Dataset entries
PR #1022, opened 2020-05-23
Parallax math fix: Remove targetScroll

localjo:
This is a proposed solution for https://github.com/react-spring/react-spring/issues/962

I apologize if this PR is not fully tested or complete or if the base branch is wrong. I [couldn't find any documentation](https://github.com/react-spring/react-spring/issues/1021) about testing and contributing.

But I can say this fix works for me.

PR #1023, opened 2020-05-23
fix(parallax): remove extra targetScroll space

### LINKED ISSUE #692: [TypeScript] Missing scrollTop and scrollLeft typings
## 🐛 Bug Report

`scrollTop` and `scrollLeft` are missing in `animated.*`

https://codesandbox.io/s/inspiring-cookies-grx45

## Environment

- `react-spring` v8.0.20, 9.0.0-beta.8
- `react` v16.8.4
- `typescript` v3.5.1, v3.3.3

### LINKED ISSUE #962: Dead space when using ParallaxLayer speed property
## 🐛 Bug Report

Using an ParallaxLayer with a non-zero `speed` creates a dead space in which it is impossible to position the layer (no matter its `offset` value).  
It seems to me that it is a maths problem occuring [here](https://github.com/react-spring/react-spring/blob/66bda492990f2bcd38225b5fe22997a92144c249/src/renderprops/addons/Parallax.js#L62) and [here](https://github.com/react-spring/react-spring/blob/66bda492990f2bcd38225b5fe22997a92144c249/src/renderprops/addons/Parallax.js#L48) (more explanations in the repro).

## To Reproduce

See the explained codesandbox demo below.

## Expected behavior

Being able to vertically align a layer at any height, not matter its `speed`.

[https://codesandbox.io/s/withered-sun-zqbh3](https://codesandbox.io/s/withered-sun-zqbh3)

Seeing the behaviour requires you to open the sandbox as a full page app [(https://zqbh3.csb.app/)](https://zqbh3.csb.app/)

> I will explain the repro using a screen height of 1000px, but the explanation is valid for any screen height, only the dead space size will vary (the screen width does not matter at all, at least for vertical parallax).

The repro has one 2-pages Parallax element, with 3 ParallaxLayers inside - yellow, cyan and blue - each having a `speed` of **0.1**.
> as for the screen height, changing the speed changes the dead space size.

With this configuration, the layers original positions are at:
- yellow: `transform: translate3d(0px, 900px, 0px);`
- cyan: `transform: translate3d(0px, 1000px, 0px);` (the browser rounds this value to an entire pixel, the actual result should be 999.999999)
- blue: `transform: translate3d(0px, 1100px, 0px);`

**The consequence of this is:** I am able to create layers between yellow and cyan (i.e. between 900px and 1000px) with offsets from 0.9 to 0.9999...99999 **BUT** I am unable to create layers between cyan and blue (i.e. between 1000px and 1100px) because there is no actual value between 0.9999...99999 and 1.

The code responsible for translating `offset` and `speed` of a layer to an actual height in pixels is the following (see links above):
```javascript
const targetScroll = Math.floor(props.offset) * parent.space
const offset = parent.space * props.offset + targetScroll * props.speed
const to = parseFloat(-(parent.current * props.speed) + offset)
```
Seems to me that `Math.floor` is the problem. Removing it _seems_ to remove the dead space (⚠️ _seems_ from what I tested, and I am definitely not very confident with maths).  
The codesandbox has a `parallax.js` which does not contain any `Math.floor` for you to try.

## Environment

- `react-spring` v8.0.27
- `react` v16.13.1

> **Note:** sorry for the long text but the issue is quite touchy and not easy to actually visualize. I hope I made it clear 🙃

localjo:
this was causing some elements to have an extra viewport height gap. see issue for more details.

fixes #962


localjo:
This replaces #1022 which was applied to the wrong branch.

localjo:
It appears that the build is failing due to `yarn --frozen-lockfile` failing. I don't think that is related to this change, so I'm guessing it's an issue with Travis.

joshuaellis:
Can you merge current version 9 into your branch please so we can review this properly, I think somethings gone wild with the commits. Thank you ⭐

joshuaellis (approved):
this has been a long time coming, but thank you for your contribution ⭐

PR #1029, opened 2020-05-26
feat(useTransition): when `keys` is null, generate keys internally

aleclarson:
Fixes #1027

Use `key: null` or `keys: null` to force duplicate items to have a separate `TransitionState` object. When used, `TransitionState` objects in the "leave" phase are **never** reused.

- [ ] Write tests


aleclarson:
Merged into v9 manually: https://github.com/pmndrs/react-spring/pull/632/commits/bdecdc15584da200a40571ae7eb6c96a8186f78a

*Still needs unit test though...*

PR #1126, opened 2020-08-26
Correct SetUpdateCallbackFn types

rockwotj:
Currently the example from https://www.react-spring.io/docs/hooks/use-springs does not work in typescript.


jakeblaxon:
Can we get this merged in? This issue is currently affecting us and it'd be nice to get this fix in.

Issue #868, opened 2019-11-20
useTrail Does Not Pass Index.


Tenkir:
## 🐛 Bug Report

`useSprings` passes the current index when passed a function. `useTrails` does not. This prevents the modification of elements by array index.
 
## To Reproduce

***Example:***
```
const props = useTrail(items.length, (i) => ({
  from: { opacity: 0 },
  opacity: i * .25
}));
```

***Result:*** `i` is undefined, therefore target `opacity` is always `0`.

## Expected behavior

`i` is the current index being mapped.

## Link to repro
https://codesandbox.io/s/react-spring-usetrails-index-bug-ci0t6

## Environment

- `react-spring` v8.0.27
- `react` v16.11.0

PR #1131, opened 2020-09-04
Adds injection of index param on useTrail's functional API

jdmg94:
This commit preserves current behaviour of useTrail and adds the injection of the index parameter on the functional API of the hook matching the funcitonal API of useSprings, sans Controller injection.

fixes issue #868


aleclarson:
Already fixed in v9

https://github.com/pmndrs/react-spring/blob/c0bbbe0da1866c7d1bfcd0b42711ad2acd7815ab/packages/core/src/hooks/useTrail.ts#L51

Issue #1185, opened 2020-10-31
scrollTop is not set when `from` & `to` are equal


0x6431346e:
from @aleclarson on discord:

> You need to provide a start value: `from: { scrollTop: 0 }`

This fixes it, yes, thanks! 😄 (I guess on v8.0.27 the lib used to do that automatically.)

To achieve my behavior of a initial scrollTop I have to do this now:

```
  const { scrollTop } = useSpring({
   from: { scrollTop: 0 }
   to: { scrollTop: 100 },
   immediate: true
});
```
And then to set `immediate: false` on subsequent calls.

I can live with this... **hovever** I would still consider this a bug, and expect this expression to work as an equivalent, just like it does in `v8.0.27`:

```
  const { scrollTop } = useSpring({
    from: { scrollTop: 100 }
  });
```

and this should be possible too:

```
  const { scrollTop } = useSpring({
    from: { scrollTop: 100 }
    to: { scrollTop: 100 }
  });
```

It works with `animated.span` so this is most likely an issue in `animated.div`'s scrollTop handling:
https://codesandbox.io/s/react-spring-v9-scrolltop-bug-forked-7h3vf?file=/src/App.js

_Originally posted by @0x6431346e in https://github.com/pmndrs/react-spring/issues/985#issuecomment-719952705_

Rohanhacker:
I am working on this one @joshuaellis

joshuaellis:
resolved by #1354

PR #1354, opened 2021-03-21
fix: scrollTop is not set when from & to are equal #1185

Rohanhacker:
#1185

I think the issue was that we were not calling applyAnimatedValues on the first render (which is getting called on the first render in v8) and thus scroll top was not working. I was able to reproduce and fix it on my local.


joshuaellis (approved):
Thanks for the contribution ⭐

PR #1952, opened 2024-05-26
ips-pro: fix and improve model

chris-garbas:
- fix dps value for the boost mode, it's "booster" here.
- handle temperature dynamically
- add cool and auto mode


custom_components/tuya_local/devices/ips_pro_heatpump.yaml
```diff
@@ -1,19 +1,54 @@
-name: IPS heatpump
+name: IPS Inverter Heatpump
 primary_entity:
   entity: climate
   dps:
     - id: 1
-      name: hvac_mode
+      name: power
```
make-all, line 6: This change will prevent the turn_on and turn_off services from working.
It is better to keep this as hvac_mode, and make the "on" case conditional on the dp 105 (under another name)

custom_components/tuya_local/devices/ips_pro_heatpump.yaml
```diff
@@ -1,19 +1,54 @@
-name: IPS heatpump
+name: IPS Inverter Heatpump
```
make-all, line 1: This should be moved under a "products" section linked to the product id of the device , and an unbranded name used at top level instead.

custom_components/tuya_local/devices/ips_pro_heatpump.yaml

Action item: Given the records above, return exactly the lines starting at the line containing "It seems to" and ending at the line containing "With this configuration, the", including both.

Written reply:
It seems to me that it is a maths problem occuring [here](https://github.com/react-spring/react-spring/blob/66bda492990f2bcd38225b5fe22997a92144c249/src/renderprops/addons/Parallax.js#L62) and [here](https://github.com/react-spring/react-spring/blob/66bda492990f2bcd38225b5fe22997a92144c249/src/renderprops/addons/Parallax.js#L48) (more explanations in the repro).

## To Reproduce

See the explained codesandbox demo below.

## Expected behavior

Being able to vertically align a layer at any height, not matter its `speed`.

[https://codesandbox.io/s/withered-sun-zqbh3](https://codesandbox.io/s/withered-sun-zqbh3)

Seeing the behaviour requires you to open the sandbox as a full page app [(https://zqbh3.csb.app/)](https://zqbh3.csb.app/)

> I will explain the repro using a screen height of 1000px, but the explanation is valid for any screen height, only the dead space size will vary (the screen width does not matter at all, at least for vertical parallax).

The repro has one 2-pages Parallax element, with 3 ParallaxLayers inside - yellow, cyan and blue - each having a `speed` of **0.1**.
> as for the screen height, changing the speed changes the dead space size.

With this configuration, the layers original positions are at:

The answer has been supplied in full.